- WHAT TO DO
Report all lines of the data below that hold the word "decoded".

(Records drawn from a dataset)
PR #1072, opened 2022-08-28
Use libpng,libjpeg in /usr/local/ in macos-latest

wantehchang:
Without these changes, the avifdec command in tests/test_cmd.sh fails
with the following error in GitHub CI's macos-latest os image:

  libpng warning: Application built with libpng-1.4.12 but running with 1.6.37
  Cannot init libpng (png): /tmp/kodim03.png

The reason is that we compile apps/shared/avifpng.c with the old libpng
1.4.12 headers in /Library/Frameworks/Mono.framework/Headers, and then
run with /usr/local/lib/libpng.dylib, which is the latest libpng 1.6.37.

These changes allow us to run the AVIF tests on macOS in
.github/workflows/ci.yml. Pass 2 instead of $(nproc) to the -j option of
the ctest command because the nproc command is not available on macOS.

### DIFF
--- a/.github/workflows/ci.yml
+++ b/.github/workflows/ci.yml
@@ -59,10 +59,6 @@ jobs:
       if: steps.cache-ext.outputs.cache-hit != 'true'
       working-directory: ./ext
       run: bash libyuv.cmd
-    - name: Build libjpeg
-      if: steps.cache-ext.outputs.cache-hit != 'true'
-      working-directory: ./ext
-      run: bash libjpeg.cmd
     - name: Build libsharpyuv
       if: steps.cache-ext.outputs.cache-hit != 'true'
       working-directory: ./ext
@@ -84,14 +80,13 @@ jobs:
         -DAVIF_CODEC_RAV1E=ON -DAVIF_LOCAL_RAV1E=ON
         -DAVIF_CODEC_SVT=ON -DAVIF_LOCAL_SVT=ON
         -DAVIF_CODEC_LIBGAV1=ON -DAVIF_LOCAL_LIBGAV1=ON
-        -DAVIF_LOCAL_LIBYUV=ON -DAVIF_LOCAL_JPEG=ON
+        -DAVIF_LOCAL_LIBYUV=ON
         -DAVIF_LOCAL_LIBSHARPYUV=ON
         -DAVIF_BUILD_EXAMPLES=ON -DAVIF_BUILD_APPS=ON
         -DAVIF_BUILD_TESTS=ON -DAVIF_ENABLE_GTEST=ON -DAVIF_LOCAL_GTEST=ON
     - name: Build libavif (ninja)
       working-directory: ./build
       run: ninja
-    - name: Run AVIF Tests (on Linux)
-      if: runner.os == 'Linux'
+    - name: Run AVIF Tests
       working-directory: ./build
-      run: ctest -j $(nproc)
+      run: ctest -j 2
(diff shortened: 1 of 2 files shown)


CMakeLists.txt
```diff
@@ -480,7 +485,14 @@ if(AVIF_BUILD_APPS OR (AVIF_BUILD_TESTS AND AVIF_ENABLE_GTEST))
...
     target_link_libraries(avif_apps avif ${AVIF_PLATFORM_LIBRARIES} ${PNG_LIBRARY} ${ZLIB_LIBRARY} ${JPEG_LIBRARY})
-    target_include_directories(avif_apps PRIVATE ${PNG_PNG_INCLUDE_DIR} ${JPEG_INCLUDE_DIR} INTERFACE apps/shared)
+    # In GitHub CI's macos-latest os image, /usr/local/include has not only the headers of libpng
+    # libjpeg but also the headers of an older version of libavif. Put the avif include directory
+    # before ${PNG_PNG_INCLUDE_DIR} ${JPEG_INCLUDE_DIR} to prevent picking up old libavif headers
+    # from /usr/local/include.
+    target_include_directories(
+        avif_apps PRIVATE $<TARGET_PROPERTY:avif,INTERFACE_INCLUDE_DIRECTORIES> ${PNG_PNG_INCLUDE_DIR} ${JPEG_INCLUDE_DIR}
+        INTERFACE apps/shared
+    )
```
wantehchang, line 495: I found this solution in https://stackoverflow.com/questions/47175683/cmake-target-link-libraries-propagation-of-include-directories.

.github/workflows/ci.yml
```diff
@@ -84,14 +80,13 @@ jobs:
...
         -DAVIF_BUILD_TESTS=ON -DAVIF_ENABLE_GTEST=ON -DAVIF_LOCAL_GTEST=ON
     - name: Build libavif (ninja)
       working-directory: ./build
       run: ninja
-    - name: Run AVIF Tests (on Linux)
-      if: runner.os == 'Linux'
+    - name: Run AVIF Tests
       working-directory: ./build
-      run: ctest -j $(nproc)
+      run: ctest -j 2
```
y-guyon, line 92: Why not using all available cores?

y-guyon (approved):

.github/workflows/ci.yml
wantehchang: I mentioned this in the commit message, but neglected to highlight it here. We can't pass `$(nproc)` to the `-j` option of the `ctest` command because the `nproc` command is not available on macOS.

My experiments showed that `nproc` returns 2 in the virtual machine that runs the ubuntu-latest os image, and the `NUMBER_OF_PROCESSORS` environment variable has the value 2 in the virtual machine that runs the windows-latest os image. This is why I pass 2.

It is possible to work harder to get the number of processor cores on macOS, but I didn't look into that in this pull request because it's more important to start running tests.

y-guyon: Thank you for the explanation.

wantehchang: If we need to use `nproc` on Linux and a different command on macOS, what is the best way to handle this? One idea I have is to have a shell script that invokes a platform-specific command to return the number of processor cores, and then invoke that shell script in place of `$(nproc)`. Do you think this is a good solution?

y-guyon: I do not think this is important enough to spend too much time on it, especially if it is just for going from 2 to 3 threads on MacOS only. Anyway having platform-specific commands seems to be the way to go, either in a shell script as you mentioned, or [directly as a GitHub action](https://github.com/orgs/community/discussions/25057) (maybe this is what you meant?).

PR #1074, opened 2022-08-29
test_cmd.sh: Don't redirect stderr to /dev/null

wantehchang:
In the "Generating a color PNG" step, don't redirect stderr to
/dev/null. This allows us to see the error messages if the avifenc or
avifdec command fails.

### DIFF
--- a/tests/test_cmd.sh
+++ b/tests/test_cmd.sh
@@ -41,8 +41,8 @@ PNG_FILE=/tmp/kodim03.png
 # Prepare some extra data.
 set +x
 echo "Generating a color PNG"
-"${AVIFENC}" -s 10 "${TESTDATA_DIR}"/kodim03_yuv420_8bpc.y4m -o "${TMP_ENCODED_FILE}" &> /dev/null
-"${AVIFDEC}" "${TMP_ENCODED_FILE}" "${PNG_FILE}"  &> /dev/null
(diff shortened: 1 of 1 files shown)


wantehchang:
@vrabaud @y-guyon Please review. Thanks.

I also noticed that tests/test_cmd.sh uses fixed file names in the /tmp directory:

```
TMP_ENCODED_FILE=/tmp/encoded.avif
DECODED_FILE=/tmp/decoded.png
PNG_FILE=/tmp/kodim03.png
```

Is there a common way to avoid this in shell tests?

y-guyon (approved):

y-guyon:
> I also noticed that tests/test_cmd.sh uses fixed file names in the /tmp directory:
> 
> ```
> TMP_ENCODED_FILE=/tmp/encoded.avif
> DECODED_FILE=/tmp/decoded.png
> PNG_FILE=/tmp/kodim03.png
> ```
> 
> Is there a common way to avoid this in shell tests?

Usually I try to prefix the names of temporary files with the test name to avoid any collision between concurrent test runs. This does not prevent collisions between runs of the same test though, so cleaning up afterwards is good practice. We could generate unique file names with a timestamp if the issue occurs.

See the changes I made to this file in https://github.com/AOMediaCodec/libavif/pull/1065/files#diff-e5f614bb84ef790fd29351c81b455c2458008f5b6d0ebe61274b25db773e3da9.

- TASK RESULT
DECODED_FILE=/tmp/decoded.png
> DECODED_FILE=/tmp/decoded.png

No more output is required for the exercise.